▶ Description of the task: Count the lines below that contain the word "OtelcPkgRoot", and reply with only that number.

▶ Provided records:
*** Block opens ***

Issue #985, opened 2026-08-06
docs: remove bundle-sync instructions, describe manifest-driven instrumentation versioning [6/6]


darccio:
> [!WARNING]
> This is part of an on-going discussion. Don't go ahead and implement it. Each issue will be assigned to an owner after each proposal is approved by the maintainers and only the owner will implement the functionality in one or more PRs.

# docs: remove bundle-sync instructions, describe manifest-driven instrumentation versioning [6/6]

**Tracking:** part of #585 (decouple built-in instrumentations from `otelc-bundle.tgz`)
**Depends on:** soft dependency on #981 and #983 for wording accuracy (this issue describes the post-change state) — can be drafted early, but should be merged after those land
**Blocks:** none

## Background

Prior to #585, contributors had to run a git merge driver setup step (`make setup-git`) and manually regenerate `tool/data/otelc-bundle.tgz` (`make package`) after every rebase touching `pkg/` or `instrumentation/`, documented in `CONTRIBUTING.md`'s "Keeping the bundle in sync" section. Several docs pages also describe built-in instrumentation discovery in terms of an "embedded rule bundle."

Once #981 removes the bundle mechanism entirely (replaced by a small committed JSON manifest that merges/diffs like ordinary text, needing no custom merge driver) and #983 makes built-in instrumentation versions genuinely independently pinnable via `go.mod`, this documentation needs a pass to match reality and to explain the new, more flexible versioning model to users.

### Tasks

- [ ] Remove the "Keeping the bundle in sync" section from `CONTRIBUTING.md` (the part describing `make package`, the git merge driver, and `git commit --amend` after every rebase).
- [ ] Remove the `make setup-git` step from `CONTRIBUTING.md`'s initial setup instructions.
- [ ] Confirm the `tool/data/otelc-bundle.tgz` merge-driver line in `.gitattributes` is gone (should already be removed in #981 — double check here).
- [ ] Update `docs/configuration.md`, `docs/external-configuration.md`, and `docs/troubleshooting.md`: replace references to the "embedded rule bundle" with language describing the manifest-driven auto-pin discovery mechanism.
- [ ] Update `docs/getting-started.md`: add a short note that built-in instrumentation module versions are now independently pinnable via `go.mod` (the direct user-facing payoff of #585) — e.g. "you can pin an older version of a specific built-in instrumentation independently of the `otelc` tool version, the same way you'd manage any other Go dependency."
[...]

Issue #983, opened 2026-08-06
feat(tool): pin real instrumentation module versions instead of local bundle replace [4/6]


darccio:
> [!WARNING]
> This is part of an on-going discussion. Don't go ahead and implement it. Each issue will be assigned to an owner after each proposal is approved by the maintainers and only the owner will implement the functionality in one or more PRs.

# feat(tool): pin real instrumentation module versions instead of local bundle `replace` [4/6]

**Tracking:** part of #585 (decouple built-in instrumentations from `otelc-bundle.tgz`) — this is the semantic core of the issue
**Depends on:** #981, #982
**Blocks:** none directly (but #984's value only materializes after this lands)

## Background

This is the change that actually decouples instrumentation versions from the `otelc` tool version — everything in #980/#981/#982 is groundwork for this.

`tool/internal/setup/sync.go`'s `syncDeps()` (lines ~120-194) currently contains this, at lines ~135-157:

```go
// Add replace directives for modules imported to otel.instrumentation.go
replaces := make(map[string]string, len(modPaths))
for m := range modPaths {
    if path, isEmbedded := strings.CutPrefix(m, util.OtelcInstRoot+"/"); isEmbedded {
        replaces[m] = filepath.Join(util.GetBuildTempDir(), unzippedInstDir, path)
    }
}

// Add replace directive for special pkg module
// TODO: Since we haven't published the instrumentation packages yet,
// we need to add the replace directive to the local path.
// Once the instrumentation packages are published, we can remove this.
replaces[util.OtelcPkgRoot] = filepath.Join(util.GetBuildTempDir(), unzippedPkgDir)
replaces[util.OtelcPkgRoot+"/runtime"] = filepath.Join(util.GetBuildTempDir(), unzippedPkgDir, "runtime")
replaces[util.OtelcInstRoot] = filepath.Join(util.GetBuildTempDir(), unzippedInstDir)
```

This unconditionally rewrites the **user's own `go.mod`** to redirect every built-in instrumentation module, `pkg`, `pkg/runtime`, and the shared `instrumentation` anchor module to a local, bundle-extracted copy — which is precisely why instrumentation versions can't be independently pinned today: no matter what a user's `go.mod` says, the tool silently overrides it with a `replace` pointing at whatever source shipped inside the running `otelc` binary. The maintainers' own TODO comment above already flags this as the thing to remove once instrumentation packages are independently resolvable (which #981 + #982 make true).

[...]

PR #1057, opened 2026-08-11
feat(tool): discover instrumentation pins from manifest

### LINKED ISSUE #981: feat(tool): use instrumentation manifest for pin discovery, remove otelc-bundle.tgz [2/6]

ADITYA-CODE-SOURCE:
## Description

Replace bundle-based built-in instrumentation discovery with the generated instrumentation manifest.

This change:

- loads built-in instrumentation metadata through `manifest.Load()`
- preserves exact, glob, `$root`, and version-range matching behavior
- removes bundle extraction, embedding, packaging, verification workflows, scripts, and merge-driver configuration
- updates build and install targets to generate the manifest instead of packaging `otelc-bundle.tgz`
- removes contributor instructions for the deleted bundle workflow; the broader documentation update remains tracked by #985
- adds the maintainer-approved temporary source-checkout bridge for local `replace` directives
- exports the checkout root to all Make targets so unit, integration, E2E, latest-library, benchmark, and coverage subprocesses receive it consistently

The bridge resolves the repository root from `OTELC_SOURCE_ROOT` when set, or by walking upward from the current directory. It will be removed by #983 when built-in modules receive explicit versioned requirements.

## Motivation

`otelc pin` previously extracted the complete embedded source bundle only to discover which built-in instrumentation modules matched application dependencies. The generated manifest introduced by #999 contains that metadata directly, making extraction and the embedded archive unnecessary.

The temporary source-checkout bridge keeps built-in instrumentation builds functional while #983 is developed separately.

Fixes #981


tool/internal/setup/sync.go
```diff
@@ -20,6 +21,35 @@ import (
...
+			util.PathExists(filepath.Join(root, "instrumentation", "go.mod")) {
+			return root, nil
+		}
+		parent := filepath.Dir(root)
+		if parent == root {
+			break
+		}
+		root = parent
+	}
+	return "", ex.New("otelc source checkout not found")
```
darccio: The failure here ("otelc source checkout not found") is a new hard-failure
mode for `otelc pin` introduced by removing the bundle — previously
`syncDeps` always succeeded because the bundle was self-contained.
Mentioning `OTELC_SOURCE_ROOT` in the error message would help consumers
understand the requirement without reading source, since this is a
temporary limitation until #983 removes it.

```suggestion
	return "", ex.New("otelc source checkout not found; set OTELC_SOURCE_ROOT " +
		"or run from inside a full opentelemetry-go-compile-instrumentation " +
		"checkout (temporary requirement, see #983)")
```

tool/internal/setup/sync.go
```diff
@@ -20,6 +21,35 @@ import (
...
+			util.PathExists(filepath.Join(root, "pkg", "go.mod")) &&
+			util.PathExists(filepath.Join(root, "instrumentation", "go.mod")) {
+			return root, nil
+		}
+		parent := filepath.Dir(root)
+		if parent == root {
+			break
+		}
+		root = parent
+	}
```
darccio, line 49: The walk-up has no bound besides the filesystem root. In practice the
three-go.mod fingerprint (root + pkg/go.mod + instrumentation/go.mod) is
specific enough that a false-positive match is unlikely, but a short
comment would make the intentional lack of a stopping condition clear to
future readers instead of looking like an oversight.

```suggestion
	// No depth limit beyond the filesystem root: the combination of a root
	// go.mod plus pkg/go.mod and instrumentation/go.mod nested under it is
	// specific enough that false positives are not expected in practice.
	for {
		if util.PathExists(filepath.Join(root, "go.mod")) &&
			util.PathExists(filepath.Join(root, "pkg", "go.mod")) &&
			util.PathExists(filepath.Join(root, "instrumentation", "go.mod")) {
			return root, nil
		}
		parent := filepath.Dir(root)
		if parent == root {
			break
		}
		root = parent
	}
```

darccio (changes requested):
CONTRIBUTING.md still documents the bundle-based workflow this PR removes,
and it's not just historical color — it's an active Getting Started step.
Step 2 tells new contributors to run `make setup-git`, a target deleted
here; that fails immediately with `make: *** No rule to make target
'setup-git'` before a contributor gets anywhere. The "Keeping the bundle
in sync" section similarly instructs `make package` (deleted) and
references a `/regenerate-bundle` PR-comment command (workflow deleted).

The PR body defers the full doc rewrite to #985, which is reasonable
scope-wise, but leaves a broken onboarding flow in the interim. Consider
a minimal patch now — just removing the two dead instructions (`make
setup-git` step, and the "Keeping the bundle in sync" section) — rather
than leaving them pointing at commands that no longer exist until #985
lands.

tool/internal/setup/sync.go
ADITYA-CODE-SOURCE: Updated the error to name `OTELC_SOURCE_ROOT`, explain that a full checkout is required, and point to #983. I also added assertions for this guidance in both missing-source-root paths.

tool/internal/setup/sync.go
ADITYA-CODE-SOURCE: Added a comment documenting that the walk intentionally continues to the filesystem root because the three-module fingerprint is specific to this repository checkout.

ADITYA-CODE-SOURCE:
@darccio  Addressed in 74db22f: removed the obsolete bundle instructions and rebased onto current main. Local tests and lint checks pass. I’ll request re-review once CI is green.

darccio:
On hold waiting for https://github.com/open-telemetry/community/issues/3639

ADITYA-CODE-SOURCE:
@amazingakai @darccio  Now that #3639 is complete and the contrib repo is available, should I keep #1057 on hold until contrib #5 establishes the migrated module paths, or refresh it on current main now? The current temporary source-checkout bridge predates the contrib design.

darccio:
@ADITYA-CODE-SOURCE Refresh it, we'll tackle the migrated module paths later.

*** Block closes ***

▶ Task response: 2